Data items:

****************************************

PR #99, opened 2017-01-18
Make Testu01 optional

jbakosi:
As a follow-up to https://github.com/quinoacomputing/quinoa/pull/90#issuecomment-273347288.

### DIFF
--- a/cmake/FindRNGSSE2.cmake
+++ b/cmake/FindRNGSSE2.cmake
@@ -4,7 +4,7 @@
 # \author    J. Bakosi
 # \copyright 2012-2015, Jozsef Bakosi, 2016, Los Alamos National Security, LLC.
 # \brief     Find the RNGSSE2 library
-# \date      Fri 13 Jan 2017 03:44:47 PM MST
+# \date      Wed 18 Jan 2017 02:31:55 PM MST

****************************************

Task directions: This exercise asks for the line with "As a follow-up" and all lines after it through the end of the records above, retyped exactly and with nothing else.

Answer area:
As a follow-up to https://github.com/quinoacomputing/quinoa/pull/90#issuecomment-273347288.

### DIFF
--- a/cmake/FindRNGSSE2.cmake
+++ b/cmake/FindRNGSSE2.cmake
@@ -4,7 +4,7 @@
 # \author    J. Bakosi
 # \copyright 2012-2015, Jozsef Bakosi, 2016, Los Alamos National Security, LLC.
 # \brief     Find the RNGSSE2 library
-# \date      Fri 13 Jan 2017 03:44:47 PM MST
+# \date      Wed 18 Jan 2017 02:31:55 PM MST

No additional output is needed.